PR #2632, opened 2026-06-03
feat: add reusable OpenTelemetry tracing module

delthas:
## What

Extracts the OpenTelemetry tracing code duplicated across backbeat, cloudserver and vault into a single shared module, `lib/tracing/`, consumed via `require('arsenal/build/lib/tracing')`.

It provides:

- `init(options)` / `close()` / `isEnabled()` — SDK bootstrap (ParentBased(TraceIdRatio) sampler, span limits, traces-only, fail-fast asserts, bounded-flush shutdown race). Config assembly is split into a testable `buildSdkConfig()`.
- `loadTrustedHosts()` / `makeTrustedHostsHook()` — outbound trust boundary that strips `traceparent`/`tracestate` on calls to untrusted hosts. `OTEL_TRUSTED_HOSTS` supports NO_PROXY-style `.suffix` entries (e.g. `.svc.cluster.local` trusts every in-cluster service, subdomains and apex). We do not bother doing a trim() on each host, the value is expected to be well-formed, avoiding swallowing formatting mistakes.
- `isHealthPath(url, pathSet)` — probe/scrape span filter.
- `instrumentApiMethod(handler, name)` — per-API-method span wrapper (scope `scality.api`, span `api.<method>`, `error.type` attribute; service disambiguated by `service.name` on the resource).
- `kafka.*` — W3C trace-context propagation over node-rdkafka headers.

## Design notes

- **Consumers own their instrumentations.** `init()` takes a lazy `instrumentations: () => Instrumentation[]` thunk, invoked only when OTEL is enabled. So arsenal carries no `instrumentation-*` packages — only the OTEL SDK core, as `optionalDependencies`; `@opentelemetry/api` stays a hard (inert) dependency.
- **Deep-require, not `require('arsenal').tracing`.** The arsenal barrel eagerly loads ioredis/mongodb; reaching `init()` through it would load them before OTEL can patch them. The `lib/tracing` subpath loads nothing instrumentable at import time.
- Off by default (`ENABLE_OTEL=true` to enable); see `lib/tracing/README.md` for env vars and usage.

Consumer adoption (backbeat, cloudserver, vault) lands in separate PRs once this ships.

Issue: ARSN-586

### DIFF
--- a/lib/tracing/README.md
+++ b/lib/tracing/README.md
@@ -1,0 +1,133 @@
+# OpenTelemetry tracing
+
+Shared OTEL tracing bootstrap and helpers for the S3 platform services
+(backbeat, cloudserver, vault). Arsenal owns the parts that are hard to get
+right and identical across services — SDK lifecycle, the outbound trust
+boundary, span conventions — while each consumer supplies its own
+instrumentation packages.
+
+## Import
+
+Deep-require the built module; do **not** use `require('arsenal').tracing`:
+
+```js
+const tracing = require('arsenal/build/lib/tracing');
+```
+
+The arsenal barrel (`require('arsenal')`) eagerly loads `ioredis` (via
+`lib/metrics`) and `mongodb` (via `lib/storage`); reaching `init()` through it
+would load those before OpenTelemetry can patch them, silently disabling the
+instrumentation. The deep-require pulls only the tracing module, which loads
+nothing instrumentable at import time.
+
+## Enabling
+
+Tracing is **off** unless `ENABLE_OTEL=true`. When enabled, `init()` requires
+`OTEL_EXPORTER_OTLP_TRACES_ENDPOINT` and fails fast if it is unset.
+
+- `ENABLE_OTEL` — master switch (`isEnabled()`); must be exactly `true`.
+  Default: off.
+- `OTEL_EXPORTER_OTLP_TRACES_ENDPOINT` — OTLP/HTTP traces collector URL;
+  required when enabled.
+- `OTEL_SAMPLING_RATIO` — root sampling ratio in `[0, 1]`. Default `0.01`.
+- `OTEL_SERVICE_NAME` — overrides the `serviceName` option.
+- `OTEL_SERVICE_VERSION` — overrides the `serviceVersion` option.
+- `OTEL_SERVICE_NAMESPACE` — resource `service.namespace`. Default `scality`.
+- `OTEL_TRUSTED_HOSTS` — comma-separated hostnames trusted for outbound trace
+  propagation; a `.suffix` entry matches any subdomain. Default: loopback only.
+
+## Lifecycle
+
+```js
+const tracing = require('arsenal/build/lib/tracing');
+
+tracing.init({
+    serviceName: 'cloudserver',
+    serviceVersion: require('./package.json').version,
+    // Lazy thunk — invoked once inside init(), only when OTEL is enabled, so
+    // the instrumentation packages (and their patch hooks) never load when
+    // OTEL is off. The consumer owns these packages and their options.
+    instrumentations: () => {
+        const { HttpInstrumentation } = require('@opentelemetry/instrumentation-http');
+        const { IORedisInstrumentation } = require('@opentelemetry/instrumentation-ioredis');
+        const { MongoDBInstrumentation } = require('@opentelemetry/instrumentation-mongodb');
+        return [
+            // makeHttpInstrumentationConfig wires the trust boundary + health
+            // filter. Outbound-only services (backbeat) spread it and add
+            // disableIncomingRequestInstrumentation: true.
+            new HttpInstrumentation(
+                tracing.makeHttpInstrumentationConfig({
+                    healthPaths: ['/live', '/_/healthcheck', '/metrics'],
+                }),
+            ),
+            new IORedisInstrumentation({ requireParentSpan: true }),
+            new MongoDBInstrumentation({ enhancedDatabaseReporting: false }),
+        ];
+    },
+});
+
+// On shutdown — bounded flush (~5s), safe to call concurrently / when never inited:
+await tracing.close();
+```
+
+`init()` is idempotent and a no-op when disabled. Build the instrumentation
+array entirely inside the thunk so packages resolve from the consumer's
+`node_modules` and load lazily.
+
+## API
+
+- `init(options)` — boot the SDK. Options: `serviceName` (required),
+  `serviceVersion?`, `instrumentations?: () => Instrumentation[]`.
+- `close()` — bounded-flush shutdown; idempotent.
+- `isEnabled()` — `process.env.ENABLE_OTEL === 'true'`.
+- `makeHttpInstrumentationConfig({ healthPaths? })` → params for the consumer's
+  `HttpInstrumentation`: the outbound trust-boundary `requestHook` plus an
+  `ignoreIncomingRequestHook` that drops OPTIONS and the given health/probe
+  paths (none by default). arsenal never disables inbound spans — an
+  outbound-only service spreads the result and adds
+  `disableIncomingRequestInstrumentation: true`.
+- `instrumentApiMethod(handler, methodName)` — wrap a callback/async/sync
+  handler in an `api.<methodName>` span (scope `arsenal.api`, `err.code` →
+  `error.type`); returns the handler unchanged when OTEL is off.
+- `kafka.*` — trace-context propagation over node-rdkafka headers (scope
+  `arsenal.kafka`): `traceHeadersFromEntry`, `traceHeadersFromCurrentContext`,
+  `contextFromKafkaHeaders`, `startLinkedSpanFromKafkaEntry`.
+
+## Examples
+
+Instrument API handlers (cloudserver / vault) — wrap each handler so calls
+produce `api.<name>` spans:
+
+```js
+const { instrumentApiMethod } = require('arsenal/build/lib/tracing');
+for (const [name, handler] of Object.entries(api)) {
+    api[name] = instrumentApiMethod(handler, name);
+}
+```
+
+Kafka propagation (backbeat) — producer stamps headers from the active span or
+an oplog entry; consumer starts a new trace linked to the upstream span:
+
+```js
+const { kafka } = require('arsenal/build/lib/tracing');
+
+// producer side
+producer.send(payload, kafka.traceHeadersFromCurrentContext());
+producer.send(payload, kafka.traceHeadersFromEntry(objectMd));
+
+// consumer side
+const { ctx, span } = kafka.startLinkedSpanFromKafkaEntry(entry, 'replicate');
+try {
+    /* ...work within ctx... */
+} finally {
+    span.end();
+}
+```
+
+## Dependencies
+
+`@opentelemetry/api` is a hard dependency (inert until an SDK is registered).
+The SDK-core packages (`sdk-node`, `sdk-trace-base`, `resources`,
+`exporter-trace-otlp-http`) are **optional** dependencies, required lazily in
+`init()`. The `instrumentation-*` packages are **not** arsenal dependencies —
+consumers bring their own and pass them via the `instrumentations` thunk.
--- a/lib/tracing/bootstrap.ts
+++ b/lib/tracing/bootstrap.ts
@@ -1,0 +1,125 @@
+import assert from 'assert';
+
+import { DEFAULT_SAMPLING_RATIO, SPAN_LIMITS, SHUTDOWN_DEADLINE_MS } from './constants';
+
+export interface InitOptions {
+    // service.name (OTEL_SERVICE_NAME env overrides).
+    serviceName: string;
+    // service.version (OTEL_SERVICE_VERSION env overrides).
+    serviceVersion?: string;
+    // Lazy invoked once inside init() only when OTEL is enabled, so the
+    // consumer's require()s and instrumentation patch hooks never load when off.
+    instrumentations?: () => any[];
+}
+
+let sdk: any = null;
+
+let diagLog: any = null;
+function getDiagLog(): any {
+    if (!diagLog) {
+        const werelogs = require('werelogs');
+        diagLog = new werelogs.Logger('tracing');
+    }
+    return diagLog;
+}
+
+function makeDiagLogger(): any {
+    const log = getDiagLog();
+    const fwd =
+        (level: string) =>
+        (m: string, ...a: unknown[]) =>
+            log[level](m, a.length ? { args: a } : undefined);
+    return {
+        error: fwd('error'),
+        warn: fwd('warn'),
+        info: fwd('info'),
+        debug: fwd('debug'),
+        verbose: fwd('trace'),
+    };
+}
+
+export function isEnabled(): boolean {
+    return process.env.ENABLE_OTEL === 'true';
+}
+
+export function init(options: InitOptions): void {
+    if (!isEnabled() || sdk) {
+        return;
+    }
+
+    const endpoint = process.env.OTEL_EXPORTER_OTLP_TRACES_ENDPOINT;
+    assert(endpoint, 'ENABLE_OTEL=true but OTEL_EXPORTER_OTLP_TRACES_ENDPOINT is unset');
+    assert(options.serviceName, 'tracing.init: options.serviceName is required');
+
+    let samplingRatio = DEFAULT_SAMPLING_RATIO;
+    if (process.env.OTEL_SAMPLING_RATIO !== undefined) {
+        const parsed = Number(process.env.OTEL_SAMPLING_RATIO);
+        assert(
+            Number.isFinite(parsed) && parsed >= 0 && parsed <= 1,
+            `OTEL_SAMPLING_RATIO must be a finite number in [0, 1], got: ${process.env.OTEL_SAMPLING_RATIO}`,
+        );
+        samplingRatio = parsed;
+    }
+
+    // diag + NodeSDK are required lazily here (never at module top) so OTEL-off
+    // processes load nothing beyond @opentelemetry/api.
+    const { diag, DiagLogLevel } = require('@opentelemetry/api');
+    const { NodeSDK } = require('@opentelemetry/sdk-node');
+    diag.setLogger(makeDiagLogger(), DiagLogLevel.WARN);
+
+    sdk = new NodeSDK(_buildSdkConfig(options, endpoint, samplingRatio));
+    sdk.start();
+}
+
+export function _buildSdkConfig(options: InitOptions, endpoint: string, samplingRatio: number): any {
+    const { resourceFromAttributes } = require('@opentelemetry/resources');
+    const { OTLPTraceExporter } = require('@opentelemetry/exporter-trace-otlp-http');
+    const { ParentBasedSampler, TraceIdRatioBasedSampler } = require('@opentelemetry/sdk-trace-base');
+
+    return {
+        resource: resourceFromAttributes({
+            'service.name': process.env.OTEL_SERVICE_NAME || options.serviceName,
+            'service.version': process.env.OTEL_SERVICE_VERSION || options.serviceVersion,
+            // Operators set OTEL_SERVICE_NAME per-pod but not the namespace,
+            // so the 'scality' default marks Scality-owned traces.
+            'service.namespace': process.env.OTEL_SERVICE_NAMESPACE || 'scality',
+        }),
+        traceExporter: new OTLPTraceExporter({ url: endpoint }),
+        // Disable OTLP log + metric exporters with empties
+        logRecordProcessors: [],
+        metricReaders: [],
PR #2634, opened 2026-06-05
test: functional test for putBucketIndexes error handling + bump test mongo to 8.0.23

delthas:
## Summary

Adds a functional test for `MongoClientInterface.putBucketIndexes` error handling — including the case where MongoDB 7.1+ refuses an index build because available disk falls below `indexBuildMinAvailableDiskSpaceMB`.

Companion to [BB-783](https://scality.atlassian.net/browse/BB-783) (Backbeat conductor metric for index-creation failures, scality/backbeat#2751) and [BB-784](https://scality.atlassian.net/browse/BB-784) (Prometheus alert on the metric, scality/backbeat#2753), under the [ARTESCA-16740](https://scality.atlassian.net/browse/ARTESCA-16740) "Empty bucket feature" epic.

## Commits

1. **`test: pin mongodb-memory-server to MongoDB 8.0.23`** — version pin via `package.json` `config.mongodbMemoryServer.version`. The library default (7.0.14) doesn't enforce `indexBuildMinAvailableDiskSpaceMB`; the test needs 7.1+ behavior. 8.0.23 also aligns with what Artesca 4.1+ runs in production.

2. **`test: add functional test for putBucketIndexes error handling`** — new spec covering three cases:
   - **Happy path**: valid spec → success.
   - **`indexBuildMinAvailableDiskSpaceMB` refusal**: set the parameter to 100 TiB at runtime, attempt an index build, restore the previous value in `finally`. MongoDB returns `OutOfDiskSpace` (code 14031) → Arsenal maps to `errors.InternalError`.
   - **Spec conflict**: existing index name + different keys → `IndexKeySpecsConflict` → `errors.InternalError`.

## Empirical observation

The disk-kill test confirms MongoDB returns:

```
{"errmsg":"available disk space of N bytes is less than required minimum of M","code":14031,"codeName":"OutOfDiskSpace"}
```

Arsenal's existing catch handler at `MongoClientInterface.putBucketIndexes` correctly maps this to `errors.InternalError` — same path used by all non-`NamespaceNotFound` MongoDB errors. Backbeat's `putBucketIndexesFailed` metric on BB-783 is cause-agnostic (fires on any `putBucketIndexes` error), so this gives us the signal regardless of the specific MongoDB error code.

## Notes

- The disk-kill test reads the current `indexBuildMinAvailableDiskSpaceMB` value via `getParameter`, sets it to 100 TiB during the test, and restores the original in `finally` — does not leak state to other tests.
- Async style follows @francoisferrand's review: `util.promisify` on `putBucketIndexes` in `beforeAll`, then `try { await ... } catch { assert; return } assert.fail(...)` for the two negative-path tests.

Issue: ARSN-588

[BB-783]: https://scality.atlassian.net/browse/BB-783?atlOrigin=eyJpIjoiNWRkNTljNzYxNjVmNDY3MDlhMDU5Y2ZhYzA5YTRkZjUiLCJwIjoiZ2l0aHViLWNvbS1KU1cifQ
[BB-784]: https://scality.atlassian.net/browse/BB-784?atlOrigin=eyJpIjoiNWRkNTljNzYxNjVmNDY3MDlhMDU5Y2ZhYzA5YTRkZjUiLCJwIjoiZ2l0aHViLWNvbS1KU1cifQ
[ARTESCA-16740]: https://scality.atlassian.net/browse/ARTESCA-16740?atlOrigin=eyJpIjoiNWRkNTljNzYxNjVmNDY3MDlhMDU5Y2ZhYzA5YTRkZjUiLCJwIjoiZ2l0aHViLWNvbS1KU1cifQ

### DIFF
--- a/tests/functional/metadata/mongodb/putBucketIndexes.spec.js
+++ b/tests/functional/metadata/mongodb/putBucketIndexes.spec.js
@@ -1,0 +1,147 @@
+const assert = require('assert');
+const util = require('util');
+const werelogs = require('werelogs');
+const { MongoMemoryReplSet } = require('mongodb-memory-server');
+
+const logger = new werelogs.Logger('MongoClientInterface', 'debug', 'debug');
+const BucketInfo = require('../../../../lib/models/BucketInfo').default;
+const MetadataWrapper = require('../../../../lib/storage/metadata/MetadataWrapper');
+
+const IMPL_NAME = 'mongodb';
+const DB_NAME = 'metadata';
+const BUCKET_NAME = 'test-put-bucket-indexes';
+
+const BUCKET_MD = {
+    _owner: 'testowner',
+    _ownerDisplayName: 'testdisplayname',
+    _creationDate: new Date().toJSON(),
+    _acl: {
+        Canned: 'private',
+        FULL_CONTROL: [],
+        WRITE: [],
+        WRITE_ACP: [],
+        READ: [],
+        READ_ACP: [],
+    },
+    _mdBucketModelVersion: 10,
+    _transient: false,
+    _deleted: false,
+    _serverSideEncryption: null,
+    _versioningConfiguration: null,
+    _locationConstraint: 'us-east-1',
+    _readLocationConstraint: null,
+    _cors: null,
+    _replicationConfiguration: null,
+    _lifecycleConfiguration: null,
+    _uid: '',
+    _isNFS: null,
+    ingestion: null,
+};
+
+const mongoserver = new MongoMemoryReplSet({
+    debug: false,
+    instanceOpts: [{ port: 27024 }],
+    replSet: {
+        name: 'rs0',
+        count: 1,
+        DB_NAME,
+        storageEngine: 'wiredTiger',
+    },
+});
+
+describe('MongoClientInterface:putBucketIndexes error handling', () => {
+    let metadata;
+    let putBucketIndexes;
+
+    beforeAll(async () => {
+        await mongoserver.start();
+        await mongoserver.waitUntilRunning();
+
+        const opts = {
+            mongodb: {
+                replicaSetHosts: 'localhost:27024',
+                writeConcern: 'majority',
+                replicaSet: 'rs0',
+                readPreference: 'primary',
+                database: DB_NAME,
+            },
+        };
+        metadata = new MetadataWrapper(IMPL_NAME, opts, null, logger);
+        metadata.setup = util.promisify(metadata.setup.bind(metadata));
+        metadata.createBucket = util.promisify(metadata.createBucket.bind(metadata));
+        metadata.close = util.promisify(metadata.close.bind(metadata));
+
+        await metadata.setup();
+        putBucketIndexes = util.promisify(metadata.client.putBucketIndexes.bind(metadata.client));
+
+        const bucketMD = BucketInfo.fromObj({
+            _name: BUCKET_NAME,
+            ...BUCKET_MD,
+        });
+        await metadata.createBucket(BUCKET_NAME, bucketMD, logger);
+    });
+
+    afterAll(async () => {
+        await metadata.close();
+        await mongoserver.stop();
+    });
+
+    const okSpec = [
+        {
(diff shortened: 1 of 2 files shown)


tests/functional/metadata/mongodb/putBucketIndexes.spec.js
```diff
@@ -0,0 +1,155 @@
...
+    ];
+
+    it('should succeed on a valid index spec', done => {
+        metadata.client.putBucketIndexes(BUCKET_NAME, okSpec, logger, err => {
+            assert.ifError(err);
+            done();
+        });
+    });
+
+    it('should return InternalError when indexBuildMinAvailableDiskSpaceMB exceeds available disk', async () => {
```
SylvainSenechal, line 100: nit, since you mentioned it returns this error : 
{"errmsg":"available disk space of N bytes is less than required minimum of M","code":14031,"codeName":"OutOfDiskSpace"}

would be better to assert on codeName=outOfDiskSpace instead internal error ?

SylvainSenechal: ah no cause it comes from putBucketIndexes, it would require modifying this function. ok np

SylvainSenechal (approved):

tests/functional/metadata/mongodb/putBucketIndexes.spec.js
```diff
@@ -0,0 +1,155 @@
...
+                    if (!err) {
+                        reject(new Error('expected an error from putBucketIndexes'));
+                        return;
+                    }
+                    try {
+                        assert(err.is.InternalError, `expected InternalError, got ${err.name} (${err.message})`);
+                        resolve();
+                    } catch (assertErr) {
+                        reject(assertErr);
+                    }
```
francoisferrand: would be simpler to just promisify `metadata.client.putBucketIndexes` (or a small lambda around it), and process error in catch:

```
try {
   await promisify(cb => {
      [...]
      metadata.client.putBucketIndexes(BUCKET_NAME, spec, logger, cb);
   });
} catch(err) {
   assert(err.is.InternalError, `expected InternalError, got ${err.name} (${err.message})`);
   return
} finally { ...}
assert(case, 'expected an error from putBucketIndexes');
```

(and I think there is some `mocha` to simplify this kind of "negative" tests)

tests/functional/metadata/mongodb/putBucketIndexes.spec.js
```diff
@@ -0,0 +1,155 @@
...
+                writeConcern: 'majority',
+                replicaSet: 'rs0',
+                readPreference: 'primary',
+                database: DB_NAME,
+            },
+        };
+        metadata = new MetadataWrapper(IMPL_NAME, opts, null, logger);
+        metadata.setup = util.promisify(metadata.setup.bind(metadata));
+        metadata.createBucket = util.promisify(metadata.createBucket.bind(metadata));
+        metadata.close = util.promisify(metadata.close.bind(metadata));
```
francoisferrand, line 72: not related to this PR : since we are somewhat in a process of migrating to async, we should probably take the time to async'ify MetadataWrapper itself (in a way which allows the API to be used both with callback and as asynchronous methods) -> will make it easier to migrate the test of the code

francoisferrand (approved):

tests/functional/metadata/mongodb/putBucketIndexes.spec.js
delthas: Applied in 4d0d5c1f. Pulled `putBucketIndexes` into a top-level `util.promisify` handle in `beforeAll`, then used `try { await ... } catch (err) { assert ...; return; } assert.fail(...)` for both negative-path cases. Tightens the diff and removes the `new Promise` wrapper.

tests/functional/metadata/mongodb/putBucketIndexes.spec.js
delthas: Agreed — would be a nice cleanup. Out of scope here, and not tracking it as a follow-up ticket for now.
══════
Work task: Check each line in the records above for the word "their". Return those that have it.

Answer to this problem:
- **Consumers own their instrumentations.** `init()` takes a lazy `instrumentations: () => Instrumentation[]` thunk, invoked only when OTEL is enabled. So arsenal carries no `instrumentation-*` packages — only the OTEL SDK core, as `optionalDependencies`; `@opentelemetry/api` stays a hard (inert) dependency.
+    // the instrumentation packages (and their patch hooks) never load when
+    // OTEL is off. The consumer owns these packages and their options.
+consumers bring their own and pass them via the `instrumentations` thunk.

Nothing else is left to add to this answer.